Adrian Zecha, who founded Aman Resorts in 1988 before exiting in 2014, is developing Azumi, a farm-based luxury resort in Japan's Seto Inland Sea region. The property will anchor a working farm with on-site agriculture feeding guest experiences, signaling Zecha's bet on terroir-driven hospitality as a distinct asset class from his original creation. The move arrives as Aman itself expands aggressively — the brand just announced Amansanu, a 350-acre ranch resort in Texas Hill Country opening in 2027, its first U.S. property since Amangani in 1998.
Zecha's Azumi venture operates through his private holding structure, separate from Aman's current ownership by Vlad Doronin's OKO Group and Saudi Arabia's Public Investment Fund. The Japan site selection is deliberate: Zecha has maintained that Japan represents the ideal laboratory for hospitality innovation, a thesis he proved with Amanemu in 2016. Azumi will integrate working rice paddies, vegetable gardens, and livestock into the guest program, with rooms priced in the $1,800–$2,500 nightly range according to early trade briefings. The concept borrows from Japan's satoyama tradition — managed forest ecosystems interwoven with agriculture — positioning the resort as infrastructure rather than ornament.
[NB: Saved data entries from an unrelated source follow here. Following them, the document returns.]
PR #475, opened 2020-10-24
doc: update faulty links in build document

de-sh:
A few links in `doc/build.md` corrected on reading the docs to get a better understanding of the codebase

### DIFF
--- a/doc/build.md
+++ b/doc/build.md
@@ -45,7 +45,7 @@ Installation of a [nix package manager](https://nixos.org/nix/download.html) on
 other distros:
 
 ```bash
-curl https://nixos.org/nix/install | sh
+curl -L https://nixos.org/nix/install | sh
 ```
 
 We have provided a `shell.nix` file that can be used to build and compile
--- a/doc/build.md
+++ b/doc/build.md
@@ -5,9 +5,9 @@ use the nightly compiler. Nightly is required in all of the provided build possi
 
 Build options
 ==================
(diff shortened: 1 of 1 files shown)


de-sh:
I would also like to note that I am unable to build on my pc with these features turned on, either with `nix-shell` or `docker`.

PC specs: Ubuntu 20.04, 8GB i5 7th Gen

tiagolobocastro (approved):
Thanks @de-sh!
That first error related to udev, were you running within nix-shell? I'm asking because it's a build input to the nix-shell so wouldn't expect to see that error.
Not sure why the docker build fails so badly either as we used to run our build in a docker container within github actions...

de-sh:
I am unsure why, but nix shell doesn't seem to work. I have another update, let me push that as well.

jkryl (approved):

jkryl:
We have updated all nix packages on behalf of commit dfccad1179ef747aa261c3c64b9a440b1d21bbba, though that does not explain your failure. But it might not be a bad idea to exit all nix-shell's, run `nix-collect-garbage -d` and try to enter nix-shell again. That will refetch/rebuild all dependencies of mayastor again. Let us know if that helped.  Would be good to discuss the issue on slack (`kubernetes.slack.com #openebs`) if you can join.

jkryl:
bors merge

gila:
bors retry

This matters because founder-led parallel brands typically signal either portfolio hedging or ideological divergence from the original entity. Zecha's Azumi model tests whether UHNW travelers will pay Aman-tier rates for agrarian immersion minus the marble. If successful, it validates a new acquisition target profile for family offices and hospitality platforms: luxury farms with embedded lodging, not hotels with cosmetic gardens. The timing also pressures Aman's own expansion logic. Amansanu in Texas will sit on a working cattle ranch, echoing Azumi's ethos but under a brand now optimized for scale and capital efficiency. Zecha's independence lets him move faster and narrower — Azumi can serve 30 guests where Aman might need 60 to justify investor returns.
Operators should watch three developments over the next 18 months. First, whether Azumi attracts European family offices seeking Japanese hospitality assets, which have quietly doubled allocations to Japan lodging since 2022. Second, if Aman's Amansanu project in Texas shows design or programming convergence with Azumi, suggesting the brands are testing shared thesis points. Third, whether Zecha announces additional Azumi sites, particularly in Europe or Southeast Asia, which would confirm this as a scalable platform rather than a single passion project. Any formal partnership or licensing between Azumi and Aman would be the clearest signal that Doronin views the concept as additive rather than competitive.
Zecha turns 82 this year and has structured Azumi through a family trust with succession clauses already filed in Singapore. The Japan property opens mid-2026.